The total intrinsic value of options exercised (i.e., the difference between the market price at exercise and the price paid by the employee to exercise the options) during fiscal 2024, fiscal 2023 and fiscal 2022 was $93.9 million, $95.0 million and $56.2 million, respectively.
A summary of the Company’s restricted stock unit and award activity as of November 2, 2024 and changes during the fiscal year then ended is presented below:
Restricted
Stock Units/Awards
Outstanding
(in thousands)
Weighted-
Average Grant-
Date Fair Value
Per Share
Restricted stock units/awards outstanding at October 28, 2023
5,047 $162.20 
Units/Awards granted1,876 $206.92 
Restrictions lapsed(2,053)$145.25 
Forfeited(389)$169.82 
Restricted stock units/awards outstanding at November 2, 2024
4,481 $186.81 
As of November 2, 2024, there was $607.8 million of total unrecognized compensation cost related to unvested stock-based awards comprised of stock options, restricted stock awards and restricted stock unit awards. That cost is expected to be recognized over a weighted-average period of 1.5 years. The total grant-date fair value of awards that vested during fiscal 2024, fiscal 2023 and fiscal 2022 was approximately $309.0 million, $298.2 million and $283.0 million, respectively.
Common Stock Repurchases
In fiscal 2021, the Company entered into accelerated share repurchase agreements (ASR) with third-party financial institutions, paid $2.5 billion and received an initial delivery of 12.3 million shares of common stock, which represented approximately 80% of the notional amount of the ASR. As of October 30, 2021, the Company recorded the remaining 20%, or $500.0 million, within Prepaid expenses and other current assets on the Consolidated Balance Sheets, which was utilized during the first quarter of fiscal 2022. During the first quarter of fiscal 2022, the ASR was completed and an additional 2.1 million shares of common stock were received by the Company as final settlement of the ASR. In total, the Company repurchased 14.4 million shares of common stock under the ASR at an average price per share of $173.77.

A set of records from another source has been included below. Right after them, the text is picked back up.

PR #899, opened 2019-10-06
Implement Series.mode

### LINKED ISSUE #888: Series.mode
Implement `Series.mode`.

https://pandas.pydata.org/pandas-docs/stable/reference/api/pandas.Series.mode.html

itholic:
Resolves #888 

```python
>>> s = ks.Series([0, 0, 1, 1, 1, 2, 2, 2, 3, 3, 3,
...                np.nan, np.nan, np.nan])
>>> s
0     0.0
1     0.0
2     1.0
3     1.0
4     1.0
5     2.0
6     2.0
7     2.0
8     3.0
9     3.0
10    3.0
11    NaN
12    NaN
13    NaN
Name: 0, dtype: float64

>>> s.mode()
0    1.0
1    2.0
2    3.0
Name: 0, dtype: float64

>>> s.mode(False)
0    NaN
1    1.0
2    2.0
3    3.0
Name: 0, dtype: float64
```


databricks/koalas/series.py
```diff
@@ -3184,6 +3184,91 @@ def copy(self) -> 'Series':
...
+        2    2.0
+        3    3.0
+        Name: 0, dtype: float64
+        """
+        ser_count = self.value_counts(dropna=dropna)
+        sdf_count = ser_count._internal.sdf
+        most_value = sdf_count.head(1)[0][1]
+        sdf_most_value = (sdf_count.where("count == {}".format(most_value))
+                                   .sort('__index_level_0__')
+                                   .rdd.zipWithIndex().toDF())
```
ueshin: What's this doing?

itholic: Thanks for commenting and sorry for confusing.

let me explain these with some examples below.

first, we have series `ser`.
```python
>>> ser
lama    speed      45.0
        weight    250.0
        length      1.0
cow     speed      30.0
        weight    250.0
        length      1.0
falcon  speed     250.0
        weight      1.0
        length      0.3
Name: 0, dtype: float64
```

`sdf_count` is literally spark data frame that has count of each values

`ser`'s `sdf_count` looks like

```
>>> sdf_count.show()
+-----------------+-----+
|__index_level_0__|count|
+-----------------+-----+
|              1.0|    3|
|            250.0|    3|
|             30.0|    1|
|             45.0|    1|
|              0.3|    1|
+-----------------+-----+
```
and `most_value` is the mode value of `ser`.

in this case, it's 3

```
>>> most_value
3
```

And i used zipWithIndex() to make a column that have ascending number from 0.

because if there are plural mode values,

pandas shows them in ascending order with ascending number from 0 like below.

```python
>>> s.to_pandas().mode()
0      1.0
1    250.0
dtype: float64
```

and `sdf_most_value` looks like:

```
>>> sdf_most_value.show()
+----------+---+
|        _1| _2|
+----------+---+
|  [1.0, 3]|  0|
|[250.0, 3]|  1|
+----------+---+
```

so finally, i make `sdf` using data from `sdf_most_value`

```
>>> sdf.show()
+---+-----+
| _2|    0|
+---+-----+
|  0|  1.0|
|  1|250.0|
+---+-----+
```

actually while i'm doing this, I thought this code might be a bit harder to understand for someone.

However, there are no other idea came up from my brain, and sorry to make confuse you with complicated code. 😢

ueshin: Koalas automatically handle adding index if emtpy. We just need to set up the `sdf_most_value` without index.

itholic: @ueshin Thanks!! i'm going to fix them. :)

databricks/koalas/series.py
```diff
@@ -3227,6 +3227,86 @@ def copy(self) -> 'Series':
...
+        >>> s.mode(False)
+        0    NaN
+        1    1.0
+        2    2.0
+        3    3.0
+        Name: 0, dtype: float64
+        """
+        ser_count = self.value_counts(dropna=dropna)
+        sdf_count = ser_count._internal.sdf
+        most_value = sdf_count.head(1)[0][1]
```
ueshin: `ser_count.max()` should work?

databricks/koalas/series.py
```diff
@@ -3227,6 +3227,86 @@ def copy(self) -> 'Series':
...
+        sdf_most_value = (sdf_count.where("count == {}".format(most_value))
+                                   .sort('__index_level_0__'))
+        sdf = sdf_most_value.select(F.col('__index_level_0__').alias(self.name))
```
ueshin: `.alias(self.name)` doesn't work for tuple named Series.

databricks/koalas/series.py
```diff
@@ -3227,6 +3227,86 @@ def copy(self) -> 'Series':
...
+        1    1.0
+        2    2.0
+        3    3.0
+        Name: 0, dtype: float64
+        """
+        ser_count = self.value_counts(dropna=dropna)
+        sdf_count = ser_count._internal.sdf
+        most_value = sdf_count.head(1)[0][1]
+        sdf_most_value = (sdf_count.where("count == {}".format(most_value))
+                                   .sort('__index_level_0__'))
```
ueshin: Do we need `sort` here?

databricks/koalas/series.py
```diff
@@ -3227,6 +3227,86 @@ def copy(self) -> 'Series':
...
+        With 'dropna' set to 'False', we can also see NaN in the result
+
+        >>> s.mode(False)
+        0    NaN
+        1    1.0
+        2    2.0
+        3    3.0
+        Name: 0, dtype: float64
+        """
+        ser_count = self.value_counts(dropna=dropna)
```
ueshin: We should use `sort=False`?

databricks/koalas/series.py
itholic: i think not necessary, thanks! :)

databricks/koalas/series.py
itholic: yeah it works. it should be better thanks 😄

databricks/koalas/series.py
```diff
@@ -3223,6 +3223,89 @@ def copy(self) -> 'Series':
...
+        2    3.0
+        3    2.0
+        Name: 0, dtype: float64
+        """
+        ser_count = self.value_counts(dropna=dropna, sort=False)
+        sdf_count = ser_count._internal.sdf
+        most_value = ser_count.max()
+        sdf_most_value = sdf_count.where("count == {}".format(most_value))
+        sdf = sdf_most_value.select(
+            F.col(SPARK_INDEX_NAME_FORMAT(0)).alias('__temp__'))
```
HyukjinKwon: Why do we need this `__temp__` column?

HyukjinKwon: If this is to remove existing index, you can use `reset_index`.

HyukjinKwon: Ah, got it. So `__temp__` becomes the actual data. Can you use `'0'` because that's the default name of a Koalas series (`ks.Series([1,2,3]).name`)?

databricks/koalas/series.py
```diff
@@ -3223,6 +3223,89 @@ def copy(self) -> 'Series':
...
+        1    1.0
+        2    3.0
+        3    2.0
+        Name: 0, dtype: float64
+        """
+        ser_count = self.value_counts(dropna=dropna, sort=False)
+        sdf_count = ser_count._internal.sdf
+        most_value = ser_count.max()
+        sdf_most_value = sdf_count.where("count == {}".format(most_value))
+        sdf = sdf_most_value.select(
```
HyukjinKwon: I would also explain that this index becomes a column with a comment there.

databricks/koalas/series.py
itholic: thanks! i just fixed it.

databricks/koalas/series.py
ueshin: ah, we might need to sort the result values since the doc says it returns values in sorted order. [here](https://github.com/databricks/koalas/pull/899/files#diff-f38e425003958ac0d1bd6ffa418f2613R3240), also https://pandas.pydata.org/pandas-docs/stable/reference/api/pandas.Series.mode.html Otherwise we should remove "in sorted order" from the doc.
See #1047
cc @HyukjinKwon

itholic: In my opinion, maybe it would be better sort the order like pandas for now, since they wrote down explicitly "sorted order" only for `Series.mode()`.
btw, For those people who prefer to see sorted results, maybe we can make an option value to make possible to choose whether we sort the result or not?

HyukjinKwon: let's fix it to sort first and see if people actually need it and report an issue.
Thanks @ueshin. I missed https://github.com/databricks/koalas/pull/899#discussion_r346011895

PR #902, opened 2019-10-07
Support PyArrow 0.15.0 in Travis CI

HyukjinKwon:


HyukjinKwon:
Woah, Spark 2.4 don't support PyArrow 0.15.0.

databricks/koalas/internal.py
```diff
@@ -638,6 +642,15 @@ def spark_df(self) -> spark.DataFrame:
...
         """ Return as pandas DataFrame. """
         sdf = self.spark_internal_df
+
+        if LooseVersion(pyarrow.__version__) >= LooseVersion("0.15") and \
+                LooseVersion(pyspark.__version__) < LooseVersion("3.0"):
+            # There seems a bug in PyArrow 0.15 with PySpark 2.4 and below.
+            # TODO(Hyukjin): I have no idea why only inserting limit works.
+            #   Other APIs like noop map, explicitly shuffle and sample with
+            #   fraction 1 still don't work.
+            sdf = sdf.limit(2147483647)
```
HyukjinKwon: I have no idea at all why only `limit` works. I tried some other APIs I could think like map with empty function, sort, sample with fraction 1.0 but none of them work.

HyukjinKwon:
cc @ueshin ... at least the tests passed ..

databricks/koalas/internal.py
```diff
@@ -638,7 +642,26 @@ def spark_df(self) -> spark.DataFrame:
...
         sdf = self.spark_internal_df
-        pdf = sdf.toPandas()
+
+        if LooseVersion(pyarrow.__version__) >= LooseVersion("0.15") and \
+                LooseVersion(pyspark.__version__) < LooseVersion("3.0"):
+            # There seems a bug in PyArrow 0.15 with PySpark 2.4 and below.
+            # TODO(Hyukjin): I have no idea why only inserting limit works.
+            #   Other APIs like noop map, explicitly shuffle and sample with
+            #   fraction 1 still don't work.
+            max_count = 2147483646  # JVM integer's max value - 1.
```
HyukjinKwon: BTW, if we guess each row is, say, at least 8 bytes or say 16 bytes, then the output is at least 16 GB or 32 GB. I don't think this is not quite common.

databricks/koalas/internal.py
```diff
@@ -638,7 +642,26 @@ def spark_df(self) -> spark.DataFrame:
...
+            sdf = sdf.limit(max_count + 1)
```
HyukjinKwon: I hope we can find a better alternative instead of doing a `limit` ...

HyukjinKwon:
15.1 seems going to be release soon .. let me try that one later.

HyukjinKwon:
Nice! @ueshin, tests all passed!

HyukjinKwon:
I made a followup to fix setup.py too at https://github.com/databricks/koalas/commit/a0fc9af0517b9df536031502acef19737775ba5e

The Company’s share repurchase program has been in place since August 2004. In the aggregate, the Board of Directors has authorized the Company to repurchase $16.7 billion of the Company’s common stock under the program, which includes the $8.5 billion authorization approved by the Board of Directors on August 25, 2021. The Company may repurchase outstanding shares of its common stock from time to time in the open market and through privately negotiated transactions. Unless terminated earlier by resolution of the Company’s Board of Directors, the repurchase program will expire when the Company has repurchased all shares authorized under the program. As of November 2, 2024, the Company had repurchased a total of approximately 207.7 million shares of its common stock for approximately $15.0 billion under this program. An additional $1.7 billion remains available for repurchase of shares under the current authorized program. The repurchased shares are held as authorized but unissued shares of common stock.
The Company also, from time to time, repurchases shares in settlement of employee tax withholding obligations due upon the vesting of restricted stock units/awards or the exercise of stock options. The withholding amount is based on the employee’s minimum statutory withholding requirement.
Preferred Stock
The Company has 471,934 authorized shares of $1.00 par value preferred stock, none of which is issued or outstanding. The Board of Directors is authorized to fix designations, relative rights, preferences and limitations on the preferred stock at the time of issuance.